Если неокортекс – вместилище сознания и им обладают только млекопитающие, из этого следует, что только они обладают и сознанием
[245]. Но здесь есть одна большая загвоздка. Птицы лишены неокортекса, однако свидетельства существования сознания у птиц общепризнаны. Познавательные достижения птиц включают изготовление инструментов, удержание в памяти месяцами местоположения многочисленных спрятанных предметов, категоризацию объектов в соответствии с их общими характеристиками (вроде цвета и формы), узнавание голоса по прошествии нескольких лет, использование имен для призыва молодняка обратно в гнездо на закате, оригинальные игры вроде катания с сугробов или автомобильных стекол, а также хитроумные проказы – такие, как кража бутербродов и стаканчиков с мороженым у ничего не подозревающих туристов. Сознательные действия птиц оказались настолько впечатляющими
[246], что классификация вошедших в поговорку «птичьих мозгов» была пересмотрена в 2005 году, чтобы отразить параллельный путь эволюции, который избрал птичий палеокортекс (древняя кора), позволяющий птицам проявлять познавательную активность на уровне, сопоставимом с млекопитающими. Птицы сокрушили идею о том, что живому существу нужен неокортекс, чтобы осознавать что-либо, обладать опытом, делать нечто умное, – или чувствовать боль.
Если какое-то животное без неокортекса все же оказывается способным сознавать, это опровергает представление о том, что наличие сознания требует присутствия неокортекса. По сути, для заявления о том, что рыбы лишены сознания, нет никаких оснований. «Существует много способов приобрести сложное сознание, – говорит невролог Лори Марино из Университета Эмори. – Предположение о том, что рыбы не могут чувствовать боль, потому что у них нет необходимых анатомических особенностей нервной системы, напоминает аргумент о том, что воздушные шары не могут летать, потому что у них нет крыльев»
[247]. Люди не могут плавать, потому что у них нет плавников?
Ответ рыб на наличие коры головного мозга у млекопитающих – паллиум
[248], который примечателен своим удивительным разнообразием и сложностью
[249]. Хотя паллиум среднестатистической рыбы обладает меньшей вычислительной мощностью, чем неокортекс среднестатистического примата, все более и более очевидно, что у рыб паллиум выполняет сходные функции, что неокортекс у млекопитающих и палеокортекс у птиц.
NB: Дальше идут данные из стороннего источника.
PR #470, opened 2025-03-14
browser: fix module URL resolution

### LINKED ISSUE #464: module: Invalid URL resolution
downloaded last nightly build on March 12 2025.
lightpanda is executed on a server with Ubuntu 22.04.5 LTS
-rwxr-xr-x   1 root  root 49748912 Mar 12 12:37 lightpanda*

lightpanda dumps core when the following command is executed:
```
./lightpanda fetch --dump https://kiz-shop.com/
```
output:
```
info(browser): GET https://kiz-shop.com/ 200
info(browser): fetch https://kiz-shop.com/assets/index-30s5UcCB.js: http.Status.ok
info(browser): fetch https://kiz-shop.com/vendor-3ELwdC_X.js: http.Status.not_found
error(v8): resolveModuleCallback: load fn: error.BadStatusCode


#
# Fatal error in , line 0
# Check failed: has_pending_exception().
#
#
#
#FailureMessage Object: 0x7fffacca0b70
==== C stack trace ===============================

    ./lightpanda() [0x17d0793]
    ./lightpanda() [0x17cf5db]
    ./lightpanda() [0x1813cd0]
    ./lightpanda() [0x1842ce6]
    ./lightpanda() [0x18251a9]
    ./lightpanda() [0x17cddce]
    ./lightpanda() [0x1524845]
    ./lightpanda() [0x1524fab]
    ./lightpanda() [0x1525982]
    ./lightpanda() [0x1526acb]
    ./lightpanda() [0x152bc21]
    /lib/x86_64-linux-gnu/libc.so.6(+0x29d90) [0x7f552020ad90]
    /lib/x86_64-linux-gnu/libc.so.6(__libc_start_main+0x80) [0x7f552020ae40]
    ./lightpanda() [0x150f025]
Trace/breakpoint trap (core dumped)
```

krichprollsch:
fix #464

### DIFF
--- a/src/browser/browser.zig
+++ b/src/browser/browser.zig
@@ -184,20 +184,17 @@ pub const Session = struct {
         _ = referrer;
 
         const self: *Session = @ptrCast(@alignCast(ctx));
-
-        if (self.page == null) {
-            return error.NoPage;
-        }
+        const page = &(self.page orelse return error.NoPage);
 
         log.debug("fetch module: specifier: {s}", .{specifier});
         // fetchModule is called within the context of processing a page.
         // Use the page_arena for this, which has a more appropriate lifetime
         // and which has more retained memory between sessions and pages.
         const arena = self.browser.page_arena.allocator();
-        const body = try self.page.?.fetchData(
+        const body = try page.fetchData(
             arena,
             specifier,
-            if (self.page.?.current_script) |s| s.src else null,
+            if (page.current_script) |s| s.src else null,
         );
         return self.env.compileModule(body, specifier);
     }
@@ -605,7 +602,7 @@ pub const Page = struct {
     // It resolves src using the page's uri.
     // If a base path is given, src is resolved according to the base first.
     // the caller owns the returned string
-    fn fetchData(self: *Page, arena: Allocator, src: []const u8, base: ?[]const u8) ![]const u8 {
+    fn fetchData(self: *const Page, arena: Allocator, src: []const u8, base: ?[]const u8) ![]const u8 {
         log.debug("starting fetch {s}", .{src});
 
         var buffer: [1024]u8 = undefined;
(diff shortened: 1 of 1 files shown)


src/browser/browser.zig
```diff
@@ -194,7 +194,11 @@ pub const Session = struct {
         // Use the page_arena for this, which has a more appropriate lifetime
         // and which has more retained memory between sessions and pages.
         const arena = self.browser.page_arena.allocator();
-        const body = try self.page.?.fetchData(arena, specifier);
+        const body = try self.page.?.fetchData(
+            arena,
+            specifier,
+            if (self.page.?.current_script) |s| s.src else null,
```
karlseguin: I don't think think you need to access this here. `fetchPage` is being called on the `page`, so you can access `page.current_script` directly from in there.

src/browser/browser.zig
```diff
@@ -546,6 +554,9 @@ pub const Page = struct {
     // if no src is present, we evaluate the text source.
     // https://html.spec.whatwg.org/multipage/scripting.html#script-processing-model
     fn evalScript(self: *Page, s: Script) !void {
+        self.current_script = &s;
```
karlseguin: Something weird about taking the address of this value and storing it as a field. But it does work, especially since you null it before you exit. 

Would be nice if the module loader took arbitrary state per-load,  but that's a bigger change, and would likely require allocating something on the heap to pass it through.

I do think `evalScript` should take a `*const Script` though. It won't change much - you'll still be storing a stack address in the field - but there's no reason for it to take a copy.

src/browser/browser.zig
krichprollsch: Not sure I'm following you correctly.
We are in `fetchModule` which is a callback function called by zig-js-runtime (and v8 before that).
The way to get the current page is to use the `ctx anyopaque` param which is the `*Session`.

karlseguin: Ah, `fetchData` is called from somewhere else too. I missed that.

karlseguin (approved):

В дальнейшем мы рассмотрим эти способности, но пока позвольте мне просто упомянуть обучение, память, распознавание индивидов, игру, использование орудий и совместную деятельность.
Возвращаясь на крючок
Давайте рассмотрим ситуацию, когда рыба раз за разом попадается на крючок, причем делает это быстро. «Истории о большеротых окунях, которые были пойманы и отпущены, но лишь затем, чтобы развернуться и вновь оказаться пойманными в этот же или на следующий день, иной раз даже не по одному разу», – пишет биолог Кейт А. Джонс в книге, посвященной ужению большеротого окуня
[250]. Понятно, что некоторые рыбаки утверждают, будто это – подтверждение тому, что опыт попадания на крючок не наносит рыбе травму. Иначе почему же они так быстро вновь схватывают наживку? (В этот момент мы могли бы спросить: почему рыба раз за разом возвращалась к руке человека, ища ласки, если она ничего не может чувствовать?)